Abandoned Coal Mines: Hidden Carbon Emission Threat

Geological Society of America

Contributed by Rudy Molinek, GSA Science Communication Fellow

Boulder, Colo., USA: For the past 250 years , people have mined coal industrially in Pennsylvania, USA. By 1830, the city of Pittsburgh was using more than 400 tons of the fossil fuel every day. Burning all that coal has contributed to climate change. Additionally, unremediated mines—especially those that operated before Congress passed regulations in 1977 —have leaked environmentally harmful mine drainage . But that might not be the end of their legacy.

In research presented last week at GSA Connects 2025 in San Antonio, Texas, USA, Dr. Dorothy Vesper , a geochemist at West Virginia University, found that those abandoned mines pose another risk: continuous CO2 emissions from water that leaks out even decades or centuries after mining stops.

In a 2016 study , Vesper and her collaborators found that the water draining from just 140 of these mines in Pennsylvania add as much CO2 to the atmosphere each year as a small coal-fired power plant. Considering officials and scientists don't know the number of abandoned mines in Pennsylvania, let alone elsewhere, the impact of these mines is an unresolved and important part of understanding the sources of human-caused climate change.

"We would like to have a much better handle on how big" these carbon emissions are, says Vesper. "A huge part of it is just not even knowing where the discharges are. And it's not just Appalachia. It's all over the country. It's all over the world, really, these mine waters."

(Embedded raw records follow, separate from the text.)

PR #103, opened 2019-03-14
Add a `check_generate_docs` target

adrienthebo:
Currently we have no automatic way of determining if a given commit or
pull request has stale documentation; this leads to buildups in changes
that tend to tag along with other fixes.

This commit resolves the issue by adding a check that verifies that a
fresh copy of the repository does not have a diff present after docs
generation.

### DIFF
--- a/test/make.sh
+++ b/test/make.sh
@@ -98,3 +98,27 @@ function generate_docs() {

The mine waters, loaded with sulfuric acid as a byproduct of the coal's geology, break down carbonate rocks like limestone that is associated with the coal seams. Part of that rock is ancient CO2 that was locked away when the rock formed millions of years ago. The acidic water dissolves the carbonate rocks, releasing carbonate ions (CO3) that then convert to CO2 or other forms of carbon in the water. Once the discharge leaves the mine and is exposed to air, any CO2 present in the water can "degas" and be released into the atmosphere.

Prior to Vesper's work, CO2 emissions from degassing of mine drainage hadn't been extensively quantified. Part of the problem is the sheer number of abandoned mines and the fact that they aren't well catalogued. Often, Vesper and her students would tromp through the woods to measure a reported mine and find no trace of the opening or that the discharge no longer flowed.

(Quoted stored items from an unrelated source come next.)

PR #108, opened 2019-03-19
Fix issue with regional cluster roll outs causing version skews

thefirstofthe300:
Regional clusters are created using the newest version of GKE that is
available across all zones in which the masters live. When a GKE version
roll out occurs, the available versions across the zones can become
skewed for zonal clusters with version x.y.z-gke.a being the only
available zonal version in one zone but version x.y[+1].z[+1]-gke.a[+1]
being the only zonal version available in another zone.

The Terraform module only checks for the version available in the first
zone returned by a call to the google_compute_zones data resource.

Consequently, the module will fail to create a regional cluster during a
roll out due to the version available in that zone not being available
across all the zones for regional clusters.


autogen/main.tf
```diff
@@ -31,10 +31,12 @@ resource "random_shuffle" "available_zones" {
 }
 
 locals {
-  kubernetes_version     = "${var.kubernetes_version != "latest" ? var.kubernetes_version : data.google_container_engine_versions.region.latest_node_version}"
-  node_version           = "${var.node_version != "" ? var.node_version : local.kubernetes_version}"
-  custom_kube_dns_config = "${length(keys(var.stub_domains)) > 0 ? true : false}"
-  network_project_id     = "${var.network_project_id != "" ? var.network_project_id : var.project_id}"
+  kubernetes_version_regional = "${var.kubernetes_version != "latest" ? var.kubernetes_version : data.google_container_engine_versions.region.latest_master_version}"
+  kubernetes_version_zonal    = "${var.kubernetes_version != "latest" ? var.kubernetes_version : data.google_container_engine_versions.zone.latest_master_version}"
+  node_version_regional       = "${var.node_version != "" && var.regional == "true" ? var.node_version : local.kubernetes_version_regional}"
```
adrienthebo: Avoid string comparisons against boolean values; this will behave badly if a user uses bare `true` or `false`. Let's use `var.regional` and `!var.regional` so this evaluates in a boolean context.

test/make.sh
```diff
@@ -18,14 +18,12 @@
...
 function check_bash() {
-find . -name "*.sh" | while IFS= read -d '' -r file;
-do
-  if [[ "$file" != *"bash -e"* ]];
-  then
-    echo "$file is missing shebang with -e";
-    exit 1;
-  fi;
-done;
+  find . -name "*.sh" | while IFS= read -d '' -r file; do
```
adrienthebo: Is this related to the change in this PR?

modules/private-cluster/variables.tf
```diff
@@ -116,7 +116,7 @@ variable "ip_range_pods" {
 }
 
 variable "ip_range_services" {
-  description = "The _name_ of the secondary subnet ip range to use for services"
+  description = "The _name_ of the secondary subnet range to use for services"
```
adrienthebo: Was this stale that needed to be regenerated?

autogen/main.tf
thefirstofthe300: Done.

test/make.sh
thefirstofthe300: No. I think this is my `shfmt` extension deciding to clean the file for me.

modules/private-cluster/variables.tf
thefirstofthe300: This was regenerated for this MR, yes.

autogen/main.tf
```diff
@@ -149,7 +151,16 @@ locals {
...
+  provider = "google-beta"
+  region   = "${var.region}"
+  project  = "${var.project_id}"
+}
+
+data "google_container_engine_versions" "zone" {
+  // Work around to prevent a lack of zone declaration from causing regional cluster creation from erroring out due to error
+  //
+  //     data.google_container_engine_versions.zone: Cannot determine zone: set in this resource, or set provider-level zone.
+  //
```
aaron-lane: This should include the provider argument like `data.google_container_engine_versions.region`.

autogen/main.tf
```diff
@@ -149,7 +151,16 @@ locals {
   Get available container engine versions
  *****************************************/
 data "google_container_engine_versions" "region" {
-  provider = "{% if private_cluster %}google-beta{%else %}google{% endif %}"
-  zone     = "${data.google_compute_zones.available.names[0]}"
+  provider = "google-beta"
```
aaron-lane: What is the motivation for dropping the conditional logic?

test/make.sh
```diff
@@ -92,8 +90,8 @@ function generate_docs() {
   echo "Generating markdown docs with terraform-docs"
   TMPFILE=$(mktemp)
   #shellcheck disable=2006,2086
-  for j in `for i in $(find . -type f | grep \.tf$) ; do dirname $i ; done | sort -u` ; do
-    terraform-docs markdown "$j" > "$TMPFILE"
+  for j in $(for i in $(find . -type f -path autogen -prune | grep \.tf$); do dirname $i; done | sort -u); do
```
aaron-lane: This change appears to be unrelated to the branch topic.

autogen/main.tf
thefirstofthe300: I can understand for stylistic reasons, but there is no technical reason we should need to explicitly set the google provider. `data.google_container_engine_versions.region` requires using the `google-beta` provider in all cases because specifying a region instead of a zone is only available in the beta provider.

autogen/main.tf
thefirstofthe300: Same reason as above. In 100% of cases now, we are getting the data for a region which requires the google-beta resource.

test/make.sh
thefirstofthe300: Fixed.

test/make.sh
thefirstofthe300: Reverted.

examples/deploy_service/main.tf
```diff
@@ -24,6 +24,11 @@ provider "google" {
   version     = "~> 1.20"
 }
 
+provider "google-beta" {
+  credentials = "${file(var.credentials_path)}"
```
adrienthebo: Is it appropriate to pin the provider version here?

examples/node_pool/main.tf
```diff
@@ -24,6 +24,11 @@ provider "google" {
   region      = "${var.region}"
 }
 
+provider "google-beta" {
+  credentials = "${file(var.credentials_path)}"
```
adrienthebo: Is it appropriate to pin the provider version here?

examples/simple_regional/main.tf
```diff
@@ -23,6 +23,11 @@ provider "google" {
   region      = "${var.region}"
 }
 
+provider "google-beta" {
+  credentials = "${file(var.credentials_path)}"
```
adrienthebo: Is it appropriate to pin the provider version here?

examples/simple_zonal/main.tf
```diff
@@ -24,6 +24,11 @@ provider "google" {
   region      = "${var.region}"
 }
 
+provider "google-beta" {
+  credentials = "${file(var.credentials_path)}"
+  region      = "${var.region}"
```
adrienthebo: Is it appropriate to pin the provider version here?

Another problem is that standard field instruments can't measure extremely high concentrations of CO2, and Vesper has found that some mine drainage contains up to 1,000 times more CO2 than would be expected in normal water. To make her measurements, then, Vesper had to turn to an unexpected source for a measuring device.

"It's basically out of the soda industry. Bottling plants and breweries have them," says Vesper. The beverage instrument is "designed to be carried around the brewery floor and connect to these giant vats. So, it's really portable, and it can handle really high CO2."

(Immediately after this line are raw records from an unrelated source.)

PR #110, opened 2019-03-21
[skip ci] Fix documentation generation and update docs

thefirstofthe300:
The generate_docs function would attempt to run terraform_docs against
the autogen/ directory. Since that directory contains templates instead
of actual working Terraform, the terraform-docs command failed, causing
no docs to be properly formatted.

These changes update the function to properly ignore the ./autogen
directory.

Also, updates the documentation.

### DIFF
--- a/autogen/README.md
+++ b/autogen/README.md
@@ -95,70 +95,7 @@ Then perform the following commands on the root folder:
 - `terraform apply` to apply the infrastructure build
 - `terraform destroy` to destroy the built infrastructure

Specialized instrument in hand, Vesper, along with her students and collaborators, track down old mines to measure the CO2 being carried out through water drainage. The results from some mines were comparable to the CO2 given off by hydrothermal springs , and vastly higher than water draining from typical natural limestone caves. Further, the amount of CO2 at each site changed through time dependent on hydrologic conditions around the mine.

In the future, Vesper hopes to measure more mines for longer periods and in different conditions, add methane to her suite of analyses, and explore how different remediation techniques might prevent the CO2 from being released to the atmosphere and contributing to climate change.

"I think that even just small things in remediation design could make a difference, like keeping the discharge underground in pipes and introducing it to treatment wetlands from the subsurface," says Vesper. "Then you're fine. It's not going to degas in the environment as easily."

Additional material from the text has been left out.